• Directions: Among the records that follow, find each line holding the word "assumption" and copy it.

Provided data section start

PR #577, opened 2019-02-10
doc/Architecture.md: Add a note about Qt and static linkage

jsakkine:
Added a comment about Qt and static linkage based on feedback from @falkTX.


falkTX:
If you link against shared library on Linux (or any other package-based OS), you end up with the very same issue I was warning about with Gtk and vstgui!
Please, STOP USING BIG UI FRAMEWORKS TO MAKE PLUGINS. (specially those that ship shared libraries by default)
This has been repeated for years now, and feels a bit useless...

jsakkine:
1. Static linkage is the route anyway since Windows sets a hard requirement for it.
2. According to Qt Company Qt 5.9 takes from 5.4MB or 13.4MB depending on whether you use the standard or the lite version [1]. To get some comparison figures, Massive.vst takes 75MB on my MacBook Pro.
3. Static linkage prevents causing the same problem as there was with GTK2.

I think neither shouting nor or using authorities (e.g. this has been discussed however many years) will take far.

[1] https://blog.qt.io/blog/2017/05/31/qt-lite-qt-5-9-lts/

jsakkine:
And this not the same as decision to use Qt. It doesn't hurt to have analysis about it in the architecture documentation.

jsakkine:
Updated with a note about Qt's size metrics.

jsakkine:
Professionally I do a lot of security related work for Linux and in that context I do understand the goal of reducing the size of the text segment. In that context the reason is obviously to keep the attack surface low for return-oriented-programming type of attacks.

In the context of the software synths, pragmatically speaking, I don't think there is any reason to care about the size that much as long as it isn't like hundreds of megabytes. They do not need to meet extreme security requirements.

jsakkine:
Not to mention that Qt would somewhat leverage the amount of work when we do an iOS version of Surge in distant future.

jsakkine:
Updated the commit again to have a note about the mobile versions.

jsakkine:
@thiagomacieira, is my analysis about the constraints to use Qt about right?

baconpaul:
Whoa guys this is a lot of argument about something we aren’t doing! We all ok? 

(Also iOS requires auv3 to work properly in GarageBand iPad and stuff which is a lot of work)

jsakkine:
Not in 1.6 timeline but definitely mobile port is a feasible goal in distant future. Landing ARM DSP within next few days. My thinking is that already 1.6 scales internally to both mobile to desktop, it is almost done. Please read my analysis carefully and point out the wrong deductions. How the visible interface is actually implemented is an orthogonal concern.

jsakkine:
@paynebc, Could you also take a quick peak what I wrote about Qt? Remember, I was the guy who bothered you with questions about how you implemented TuneFish. Sorry to bother again :)

thiagomacieira:
Nothing wrong with your analysis. LGPLv3 does allow for static linking, especially if the application in question is open source. YMMV for the size numbers, of course, so the reduction to 5.4 MB may not match your results, especially since those came from professional people who knew what they could disable. But in general, static linking *does* result in shrunken binaries, compared to a full-size DLL/shared library.

jsakkine:
@thiagomacieira, Thank you for your feedback!
@kzantow, Any clues how this can cause the cloud build fail? Updates only a .md file.

jsakkine:
@baconpaul, Can be merge this soonish? Facts should be correct. This is just making notes instead of having to dig them from closed issues and PR's. I cherry-pick this to bigger "doc update" if that is what you prefer.

baconpaul:
Uhh I’ll be honest I haven’t had time to read this whole thread. I can but not today. Is it still controlvrrsial?

jsakkine:
@baconpaul, there has never been anything controversial in this one. Just writing down what we have learned from issues and pull requests and email discussions.

baconpaul:
Ok! Let me take some time to look. Busy few days sorry!

jsakkine:
No rush with this!

kzantow:
@jsakkine odd about the failure. it's complaining about something to do with `vstgui.surge` maybe just update to the latest `master`?

falkTX:
Sorry for shouting, but it pains me to see the same mistakes being repeated over and over again.
On Linux we have been struggling with projects that decide to use big toolkits for their plugin UIs, just for convenience I guess, but ends up being a mess to solve later on.

If it comes to the point where surge really needs something more than vstgui, Juce should be the way to go. It already supports AUv3 and iOS, as it seems to be the point here for considering Qt.

jsakkine:
Yet I'm not sure where does the documentation update go wrong. If there is a mistake, it should be easy to pinpoint that. If not, I don't see any reason this could not be merged. For JUCE the section can be extended with new remarks as they come.

baconpaul:
Tell you what guys I’m a bit further away from this than you both are and I know you are both reasonable and accurate devs. So let’s put this convo on pause until I get a chance to read the thread and the doc and see if I can understand what’s causing the angst here. I just haven’t had time to do that yet because of a busy non surge week. Sound ok?

baconpaul:
OK I read this. I think the problem is that (1) @falkTX thinks your analysis is correct but also (2) @falkTX thinks we should not couple to a big framework like QT, GTK, WX, TK/TCL or any such for our gui since the complexity at link, integrate, and run time is high. See, for instance, the GTK problems we dodged.

So everything you say about QT is correct, @jsakkine, but it seems to not be the stuff which @falkTX thinks is a relevant reason to not use QT.

I don't think it makes a lot of sense to (1) argue about stuff we aren't doing or (2) throw away analysis. I propose we to the top of this something like

------

## Frameworks

We often get asked about why we chose VSTGUI (answer: @kurasu open sourced it after porting to VSTGUI) and why we don't choose framework A, B, C or UI Library X, Y, or Z. Our current stance in Surge dev is to stick with VSTGUI for the foreseeable future. 

There's a long history of plugins binding to large frameworks and getting good results - Juce being a prime example - and a long history of plugins binding to large frameworks and getting bad results - complexities with GTK versions on linux, for instance.

But today for Surge our approach of VSTGUI plus hand implemented wrappers to plugin and headless styles works well enough. So at this point we are sticking with our current course at least until an imagined version 2.0. 

Along the way we recorded quite a bit of analysis of each choice, and record that here along in pull requests #xxx and #xxx, even though our collective decision was to not use any of these frameworks

--------

Then keep your analysis of the issues, which seems correct.

How does that make folks feel? It seems to me to be what we've decided, and so in that regard, I like writing it down.

baconpaul:
Oh and @falkTX reasons for not linking to QT make sense to me also - didn't mean to imply otherwise. Seems like a big compatibility layer with no direct benefit for our windows or mac ports from our current state.

Cool?

jsakkine:
Actually, there is no debate here whether to use QT or not. It is just a PR documenting some facts about QT.

baconpaul:
Yeah my prolog was meant to say that!

jsakkine:
@baconpaul,

Well the alternative proposal is not very accurate. We know exactly the reason why GTK2 and GTK3 cannot run in the same process. There are no random complexities when it comes to software.

I think it is already a failure in the documentation if it has to cross-reference Github pull requests.

I think that text you wrote could included to that section as the **Conclusion** for the time being but that does not give any rationale to hide any facts about other frameworks. JUCE and Qt are probably both kind of popular frameworks that might be proposed many times. It is good that the documentation shows that they are considered but this is our conclusion for now.

jsakkine:
IMHO, bringing WX or TK to this discussion is a bit archaic :) Better to have some analysis about stuff that is popular and widely used today...

jsakkine:
@baconpaul, I'd propose that based on your text I'll edit Conclusion subsection and amend that to the current commit. Then it is explicit that we stick to VSTGUI.

baconpaul:
Perfect!! And then let’s close this and fix menus instead :)

jsakkine:
@baconpaul, I'll update this tomorrow or day after tomorrow. Right now preparing PR for headless linux build so that I can finally close ARM support soonish.

PR #580, opened 2019-02-11
Use Lato on MacOS and Windows

baconpaul:
As described in #214, we want to use the OFL-licensed font
Lato for all components in Surge with the constraint that we
want to ship the font with the DLL and not require it to be installed
on an end users system.

To do this cross platforms, introduce a new C++ file
"RuntimeFont.h" which defines Surge::GUI::initializeRuntimeFontFromDistribution
and implement that in src/mac/RuntimeFontMac.cpp, Windows, etc.
This PR implements for Mac and Win and neither implements
nor references the symbol in Linux.

This change implements that in macOS by doing the following

1: Introducing the font to resources/fonts
2: Moving the fonts to the bundle with scripts/macOS/package*
3: Moving the font initiation for minifont and patchfont to
   runtime rather than surge dll load time (but only do this
   for fonts which USE_RUNTIME_LOADED_FONTS, which right now
   is only MAC. Once all platforms are done, that switch will
   disappear)
4: Write the MacOS specific CoreText code to load a font from
   memory into the system

This change implements that in Windows by doing the following

1: Including the font in the .rc file and subsequent res bundle
as a binary
2: Load the font and place it in a well known temp file
3: Load that temp file into the font registry using AddFontResource
4: Following the subsequent standard cfont implementation.


baconpaul:
@jsakkine a review greatly appreciated

@itsmedavep or @esaruoho if you want to build and test this too that would be lovely

No rush. Nothing here should conflict with anything.

Oh and: Linux was too hard. I gave up. vstgui makes the API too far away.

src/common/gui/SurgeGUIEditor.cpp
```diff
@@ -30,19 +30,28 @@
...
-/*
-#elif TARGET_VST3
-#include "surgeprocessor.h"
-#elif TARGET_VST2
-#include "vstlayer.h"
-#endif*/
-
-//#include <commctrl.h>
+
+#if MAC || WINDOWS
```
jsakkine: Should be done in premake5.lua, not here. Is use the standard for us for feature flags?

src/common/gui/RuntimeFont.h
```diff
@@ -0,0 +1,34 @@
...
+#include "vstgui/lib/cfont.h"
+#include "vstgui/lib/platform/iplatformfont.h"
+
+namespace Surge
+{
+namespace GUI
+{
+
+/**
+ * initializeRuntimeFontFromDistribution
```
jsakkine: `initializeRuntimeFont() - load the default font we use for VSTGUI`

src/common/gui/RuntimeFont.h
```diff
@@ -0,0 +1,34 @@
...
+ *
+ * The role of this function is to load a font from the bundle, dll, so whatever
```
jsakkine: `a bundle, DLL or some other source`

src/common/gui/RuntimeFont.h
```diff
@@ -0,0 +1,34 @@
...
+ * and plumb through the VSTGUI to create the 9 and 14 point fonts onto the two
```
jsakkine: I don't understand what kind of act it is when you "plumb through".  I would start a fresh new sentence instead of a clause "The loaded font is ..." and explain preferably roughly in one or two sentences what is done with VSTGUI.

src/common/gui/RuntimeFont.h
```diff
@@ -0,0 +1,34 @@
...
+ * global variables "surge_minifont" and "surge_patchfont" if they are NULL
+ * at calltime.
+ *
+ * This is a remarkably OS-specific thing to do, so it is implemented in
+ * mac/win/linux RunTimeFontOS.cpp. (As of this writing it is neither implemented
+ * nor referenced on linux)
```
jsakkine: Just one sentence would be enough: "The implementation is OS specific.". That's it. We don't want over explain this in every function will be like this. And we do not want to keep backlog of the implementation status here.

src/common/gui/RuntimeFont.h
```diff
@@ -0,0 +1,34 @@
...
+namespace GUI
+{
+
+/**
+ * initializeRuntimeFontFromDistribution
+ *
+ * The role of this function is to load a font from the bundle, dll, so whatever
+ * and plumb through the VSTGUI to create the 9 and 14 point fonts onto the two
+ * global variables "surge_minifont" and "surge_patchfont" if they are NULL
+ * at calltime.
```
jsakkine: I'm missing the detail why Surge needs two different fonts.

src/common/gui/RuntimeFont.h
```diff
@@ -0,0 +1,34 @@
...
+ *
+ * This is a remarkably OS-specific thing to do, so it is implemented in
+ * mac/win/linux RunTimeFontOS.cpp. (As of this writing it is neither implemented
+ * nor referenced on linux)
+ */
+void initializeRuntimeFontFromDistribution();
```
jsakkine: Could be just initializeRuntimeFont() IMHO.

src/common/gui/RuntimeFont.h
```diff
@@ -0,0 +1,34 @@
...
+
+}
+}
+
+/*
+** The two extern globals we need to initialize, which are defined/created
+** in SurgeGuieditor
+*/
+extern VSTGUI::CFontRef surge_minifont;
+extern VSTGUI::CFontRef surge_patchfont;
```
jsakkine: I think we could rename stuff every once in a while when we do something else related. You could do a prepending commit for this that renames these as:

- displayFont (maybe?)
- patchFont

No reason to use surge prefix.

With Git renames are a breeze:

```
git grep -l get_modulation_f01|xargs sed -i -e 's/get_modulation_f01/modToFactor/g'
```

(Ignore the specific example. One day I was just thinking that clearer names for those would be just modToFactor and factorToMod, not part of any PR ATM)

src/common/gui/SurgeGUIEditor.cpp
```diff
@@ -30,19 +30,28 @@
...
+#define USE_RUNTIME_LOADED_FONTS 1
+#else
+#define USE_RUNTIME_LOADED_FONTS 0
+#endif
```
jsakkine: I mean this :)

jsakkine:
OK, I'm ready with my review.

baconpaul:
Thank you. My guess is I will look at this tomorrow maybe Wednesday.

Sorry for using the idiomatic language “plumb through”! Kinda means attach from one end to another like when you are running pipes through a house. I’ll clean it all up.

Appreciated!

src/common/gui/SurgeGUIEditor.cpp
baconpaul: This is the way we staged zoom also. Have a HOST_SUPPORTS_ZOOM (I could do HOST_SUPPORTS_RUNTIME_FONT) and put it in the code; when we got the last host, remove the #ifdef from the code. I could move it to premake but that seems both more icky and less clear to the reader of the code. Mind if I leave it? (Happy to change the name of the variable. USES_RUNTIME_FONTS? HAS_RUNTIME_FONT_SUPPORT? What do you think?)

src/common/gui/RuntimeFont.h
baconpaul: I am happy to do this but would sooner do it as a separate PR and commit. I prefer text-only changes to be commits on their own not intermixed with function changes (and I know you do too!) So once this is swept I'll do another PR renaming the variables.

src/common/gui/SurgeGUIEditor.cpp
baconpaul: See comment above. I'm basically following the same way we rolled out zoom. If you feel strongly I can move it to premake, but we've used this convention as we partially roll out OS specific things before, and I think it makes the code nicely readable to have this inline.

baconpaul:
HI @jsakkine 

I rewrote the comments based on your feedback and renamed the function

I didn't change the feature guard - that's the same pattern we used in zoom and I'd sooner stick with it. And I am happy to rename those weirdly named global variables but would sooner that was not intermixed with this function change. Once this is approved I can make that mechanical change, test the builds, and the push it at the same time I push this, but with a separate commit and PR.

Please let me know what you think. Thanks!

PR #581, opened 2019-02-11
Remove unused getSelfLocation

baconpaul:
At the very early days of the mac port, we thought we needed
getSelfLocation in SurgeStorage, but then realized we didn't
so took out that code path. But we didn't take out the implementation.
Do so.


baconpaul:
Thanks for the look! I'll merge it in.

baconpaul:
Oh and for the future, VSTGUI::getBundleRef() does basically the same thing on macOS for us. #include "vstgui/lib/platform/mac/macglobals.h" in case you want it.

PR #598, opened 2019-02-14
DisplayInfoLinux improved

### LINKED ISSUE #594: Linux:  Zoom and resize issues
When attempting to Zoom to a size larger than the screen in Windows it will give a warning. Here an attempt at 150% was made and it warned that it was selecting 135% and refit.

resize warning win

In Linux if selecting 150% it will not warn that the monitor/screen limits will be exceeded and will in fact exceed them.

noresize warning lin 150

baconpaul:
1: getBackingScaleFactor doesn't need to alarmingly report an error
   when it returns 1.0, but rather just spool a log message to stdout

2: getScreenDimensions constrains zoom limits (or fails to) on large
   (or small) screens, so do a simple implementation of returning the
   size of the primary screen

Closes #594: Zoom limit issues linux vs windows

@falkTX or @jsakkine you know these APIs better than I do, but this seems like a positive step forward and at least will help @tank-trax continue to debug problems for us without overblowing his surge. Comments welcome!

### DIFF
--- a/premake5.lua
+++ b/premake5.lua
@@ -296,7 +296,7 @@ function plugincommon()
 
         buildoptions {
             "-Wno-unused-variable",
-            "`pkg-config --cflags cairo fontconfig freetype2 xkbcommon-x11 xcb-cursor xcb-keysyms xcb-xkb xcb-util`",
+            "`pkg-config --cflags cairo fontconfig freetype2 xkbcommon-x11 xcb-cursor xcb-keysyms xcb-xkb xcb-util x11`",
             "-std=c++14"
         }
 
@@ -333,7 +333,7 @@ function plugincommon()
         }
 
         linkoptions {
-            "`pkg-config --libs cairo fontconfig freetype2 xkbcommon-x11 xcb-cursor xcb-keysyms xcb-xkb xcb-util`",
+            "`pkg-config --libs cairo fontconfig freetype2 xkbcommon-x11 xcb-cursor xcb-keysyms xcb-xkb xcb-util x11`",
             "-Wl,--no-undefined",
         }
     elseif (os.istarget("windows")) then
--- a/src/linux/DisplayInfoLinux.cpp
+++ b/src/linux/DisplayInfoLinux.cpp
@@ -1,6 +1,10 @@
 #include "DisplayInfo.h"
 #include "UserInteractions.h"
 
+#include <X11/Xlib.h>
+#include <iostream>
+#include <iomanip>
+
 namespace Surge
 {
 namespace GUI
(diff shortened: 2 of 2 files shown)


premake5.lua
```diff
@@ -330,6 +330,7 @@ function plugincommon()
             "gcc_s",
             "gcc",
             "dl",
+            "X11",
```
falkTX: This should be in the pkg-config lines, not as library to link against directly.
Put it as lowercase "x11" at the end of the --cflags and --libs

src/linux/DisplayInfoLinux.cpp
```diff
@@ -10,16 +14,21 @@ using namespace VSTGUI;
...
-    Surge::UserInteractions::promptError("getScreenDimensions not implemented yet on linux. Returning 1400x1050",
-                                         "Software Error");
-    return CRect(CPoint(0,0), CPoint(1400,1050)); // a typical mid-range 15" laptop
+    /*
+    ** For now make the assumption of single screen to at least avoid
+    ** clip and bound errors like shown in #594
+    **
+    ** FIXME: Deal with multiple screens using the appropriate API
+    */
+    Display* d = XOpenDisplay(NULL);
```
falkTX: This is leaking memory/resources everytime it is called, it needs the cleanup methods

baconpaul: Thanks. That’s just xclosedisplay? Or do I need to dispose of the screen also

baconpaul: Googling shows me xclosedisplay is the call I need. I’ll do that. But also I will cache this value since we don’t support multi screen anyway in this revision and will update the fixme

premake5.lua
baconpaul: Thanks will adjust.

baconpaul:
If you have another minute, @falkTX, I integrated your comments and it all works fine. A quick peek is appreciated. Thanks!

src/linux/DisplayInfoLinux.cpp
```diff
@@ -10,16 +14,36 @@ using namespace VSTGUI;
...
-    return CRect(CPoint(0,0), CPoint(1400,1050)); // a typical mid-range 15" laptop
+    if(dispinfoScreenW < 0 || dispinfoScreenH < 0 )
+    {
+        /*
+        ** For now make the assumption of single screen to at least avoid
+        ** clip and bound errors like shown in #594
+        **
+        ** FIXME: Deal with multi-display linux
+        */
+        Display* d = XOpenDisplay(NULL);
```
falkTX: looks good, though I would add a verification here on the `d` pointer for nullness.
Also, since we are using C++14/17 after all, no need to use NULL, use nullptr instead :)
Copy&pasted from somewhere I guess :P

baconpaul:
Oh definitely copied and pasted! My Linux ui skills amount to carefully navigating google searches! Lol

Thanks v much

PR #601, opened 2019-02-14
UTF8 for Wavetables; Noisier Mis-installation; Win Categories

### LINKED ISSUE #543: Surge when mis-installed should be much noisier
@tank-trax found a lot of problems on linux around crashes and non working elements which were all because his `~/.local/share/Surge` was not correctly populated.

Now of course Surge shouldn't crash in those situations and so on but also: Surge should report that it can't find information.

So I propose a simple check, at the end of SurgeStorage, that if wavetable count is 0 or factory patch count is 0, we show a user error clearly reporting the problem. If we follow good install procedures this should "never" be needed. But it could have saved some headaches for @tank-trax and will for other users in the future I bet.

### LINKED ISSUE #584: UTF8 paths for wavetables
In surge storage we convert patch names and category names to utf 8 from a wstring on windows. We need to do this for wavetables also even though wavetables don’t have any charset exercising names today (so we don’t experience the bug which the lack implies)

baconpaul:
UTF8 filename conversion is required on windows for vstgui so factor
the UTF8 string conversion into a function and adjust the callpoints.

Those callpoints intersect with places where we load patches and
wavetables, so at the same time, make the system report user errors
if wavetables or factory patches are non-loadable

In the course of testing this, I also realized that nested directories
didn't work properly on windows due to path separator being "\" rather
than "/", which this commit also addresses.

Closes #584 UTF8 for wavetables
Closes #543 Alert user to mis-installation

### DIFF
--- a/src/common/SurgeStorage.cpp
+++ b/src/common/SurgeStorage.cpp
@@ -27,6 +27,8 @@
 #include <Shlobj.h>
 #endif
 
+#include <sstream>
+
 float sinctable alignas(16)[(FIRipol_M + 1) * FIRipol_N * 2];
 float sinctable1X alignas(16)[(FIRipol_M + 1) * FIRipol_N];
 short sinctableI16 alignas(16)[(FIRipol_M + 1) * FIRipolI16_N];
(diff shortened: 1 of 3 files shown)


baconpaul:
@kzantow or @jsakkine appreciate a once over of the code. @esaruoho if you could take a look at the diffs also to make sure you think the user feedback is appropriate. Will probably sweep this tommorrow night NYC time if I don't hear otherwise. Thanks!

PR #604, opened 2019-02-14
Sub-menus from the snapshot configuration

### LINKED ISSUE #539: Sub-folders for EFX presets too
currently configuration.xml is where the efx are stored. so you gotta kinda carve it up a bit to add more stuff.

Would be great to support sub-folders for EFX presets, so that we can have an `Arty` folder for Reverb + Distortion instead of dumping the Arty EFX parameters (for Reverb,Distortion, still trying to find the Delay ones) into the selector itself, like in the screenshots at #518

baconpaul:
As @esaruoho is finding people with preset settings, but
before we can save presets, we want to have user presets in
sub-folders rendered from the XML. So modify the snapshot
to have types-inside-types so we can imply recursive folders.

Closes #539: SubFolders for EFX


esaruoho:
logic-au works, renoise-vst2 works. as expected. get it in! :)

Issue #586, opened 2019-02-12
Zoom state vs View state on open / close


baconpaul:
Reported by @sense-amr 
vst2 bitwig

* Open bitwig
* Add an instrument and pick surge
* open the editor
* shrink by 25%
* close the editor
* open the editor - it appears to be 100%
* shrink by 25% it probably goes to 50% view
* close the editor
* open the editor - it appears to be 100%
* shrink by 25% and you get the "no teensy surge for you warning" even though it looks like 100%
* and then it goes to 50%

What is happening is when you open the editor the display is ignoring the in memory zoom value. So re-open is displaying at 100% but "shrink by 25%" is reading the prior zoom value.

Another perverse version of the bug is

* add a surge
* zoom to 200%
* close surge
* open surge and see 100%
* shrink by 10% and it gets bigger (goes to 190)

The fix is in the ::open to make sure you setZoom properly. Just find the right codepath.

baconpaul:
A simple fix (setZoomFactor of getZoomFactor in ::open) doesn’t work since the window isn’t shown yet and so the panel is blown up larger but the window frame isn't. Same reason that I can't set initial zoom to something other than 100. So related to implementing #456 properly also.

Probably need to find some frame onOpen handler thingy or something in CFrame land.

baconpaul:
Yup same problem as #456. This obvious change doesn't resize the window at the right time.

```
--- a/src/common/gui/SurgeGUIEditor.cpp
+++ b/src/common/gui/SurgeGUIEditor.cpp
@@ -1266,6 +1266,11 @@ bool PLUGIN_API SurgeGUIEditor::open(void* parent, const PlatformType& platformT
    frame->registerKeyboardHook(this);
    openOrRecreateEditor();
 
+   setZoomFactor( getZoomFactor() );
+   // Now it's too early for the vstgui to work so
+   frame->setSize( WINDOW_SIZE_X * getZoomFactor() / 100.0,
+                   WINDOW_SIZE_Y * getZoomFactor() / 100.0 );
+   
    return true;
 }
```

so we need to be 'later' to resize it in vst2 land.

baconpaul:
OK i have figured out a way to do the zoom call at the right time with one minor side effect. I've only tested it mac vst2 and it is late but I will walk it through the tests this week and see if I can get this fixed.

baconpaul:
branch `baconpaul/zoomstate-586` has my WIP just in case I forget.

geoslake:
[...]

PR #620, opened 2019-02-17
UserDefaults; Zoom Defaulting

### LINKED ISSUE #374: retain zoom settings in plugin configuration across multiple plugin instances
Suggestion:
When you have set your plugin to 200% and are happy with that zoom, the next time you load an instance of Surge, it could also default to 200%.

So some sort of cookie or a cache or a configuration flag that defines it to be  zoom type X

path to #305

### LINKED ISSUE #375: Have UserDefaults
Right now, Surge makes a lot of choices for you. patches are in ~/Documents/Surge (or whatever) your default zoom is 100% your default patch is the built in init. If you imagine a world with skins (which is post 1.6) etc...

But most proximate is that default zoom so on path to zoom I was planning on adding a user defaults mechanism.

Here's a rough design of how I would do it

* Implement in the Surge::Storage namespace functions like `loadUserDefaults` 'getUserDefault(string key)`, `setUserDefault(string key, string value)`. 
* Have `getUserDefault` be implemented (in pseudocode) as

```
if( loaded_defaults.contains[ key ] ) return loaded_defaults[ key ]
else if( system_wide_initi_defaults.contains[ key ] ) return the
else promptError
```

* have `loadUserDefaults` and `setUserDefaults` write an XML file of the implicit key value map
* *Here's the one bit I haven't figured out*. Store that XML file somewhere. But where
     * An obvious choice is `~/Documents/Surge` and the mac and lin equivalent. But then we can't change that directory with defaults
    * Another obvious choice is `~/.surge_defaults` on mac and linux and the registry on windows. But registry. Ugh.
    * So this one gets a 'design required' flag

I would like to resolve this on the path to zoom #305 so we can resolve #374 in a more general way.

Welcome any thoughts. No way I'm working on this anytime soon.

### LINKED ISSUE #456: Change default zoom to NOT 100%
I believe great majority of people are not running 1024x768 or similar monitor resolutions, so it might be very safe to assume that the default zoom level of 100% should not be considered the default anymore.

Over here, at 1920x1200, 150% zoom is perfection. 125% still looks a bit smallish, particularly some fonts are tiny and harder to read (but at least things are sharp!).

So my suggestion is twofold: first renaming the zoom levels. Maybe 125% could be the "new" 100%, 100% would be 75%, and then go from there. Second, detect monitor resolution when instantiating the plugin and pick the most comfortable zoom level for that resolution - there's already overzooming detection so that sounds to me like it would go hand in hand :)

Thanks!

baconpaul:
Introduce a UserDefaults mechanism for surge, where users can set
a persistent value for some configuration element of surge and
store it between sessions. This is accomplished using the API in
src/common/UserDefaults.h which is pretty simple key/value store
and retrieve of strings and ints (now).

Use UserDefaults to create a default zoom option. This option
stores the defaultZoom and restores it across host and session
when you restart surge.

Closes #375: Have UserDefaults
Closes #374: Retain Zoom Settings
Closes #456: Allows a default zoom setting not 100%

### DIFF
--- a/premake5.lua
+++ b/premake5.lua
@@ -227,6 +227,7 @@ function plugincommon()
         "src/common/SurgeStorageLoadWavetable.cpp",
         "src/common/SurgeSynthesizer.cpp",
         "src/common/SurgeSynthesizerIO.cpp",
+        "src/common/UserDefaults.cpp",
         "libs/xml/tinyxml.cpp",
         "libs/xml/tinyxmlerror.cpp",
         "libs/xml/tinyxmlparser.cpp",
--- a/src/common/UserDefaults.cpp
+++ b/src/common/UserDefaults.cpp
@@ -1,0 +1,190 @@
+#include "UserDefaults.h"
+#include "UserInteractions.h"
+
+
+#include <string>
+#include <iostream>
+#include <iomanip>
+#include <map>
+#include <sstream>
+#include <fstream>
+
+#if LINUX
+#include <experimental/filesystem>
+#elif MAC
+#include <filesystem.h>
+#else
+#include <filesystem>
+#endif
+
+namespace fs = std::experimental::filesystem;
+
+namespace Surge
+{
+namespace Storage
+{
+
+/*
+** These functions and variables are not exported in the header 
+*/
+struct UserDefaultValue
+{
+    typedef enum ValueType
+    {
+        ud_string = 1,
+        ud_int = 2
+    } ValueType;
+
+    std::string key; 
+    std::string value;
+    ValueType   type;
+};
+
+std::map<std::string, UserDefaultValue> defaultsFileContents;
+bool haveReadDefaultsFile = false;
+
+std::string defaultsFileName(SurgeStorage *storage)
+{
+    std::string fn = storage->userDataPath + "/SurgeUserDefaults.xml";
+    return fn;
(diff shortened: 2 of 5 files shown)


baconpaul:
@jsakkine or @kzantow - I would very much appreciate a review of this code to make sure I didn't do anything stupid.

@esaruoho - if you would like to test to see if it works for you (save zoom state; restart; open and get zoom state) I would appreciate it

I tested 

Mac: AU in Hosting AU and Logic Pro
         VST2 and VST3 in Bitwig
Windows: VST2 and VST3 in Bitwig
Linux: VST2 in Carla

and all behaved properly over the save / restart / show cycle.

Thanks folks!

baconpaul:
Also will close #586 when swept

jsakkine:
Yeah, looks good to me except if you have energy check the spacing...

baconpaul:
Thanks appreciated.

I wrote a script to pre-check my PRs for spacing, and got many of the spacing things. I'll eyeball it once more and merge.

baconpaul:
Ahh added one more case to my spacing quick check and fixed that too. Thanks!

I wonder if I should commit my little set of util scripts. I'll ponder that separately.

Will merge this once the automated builds complete. Thanks again for looking!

Provided data section end

• Response to this exercise:
+    ** For now make the assumption of single screen to at least avoid
+        ** For now make the assumption of single screen to at least avoid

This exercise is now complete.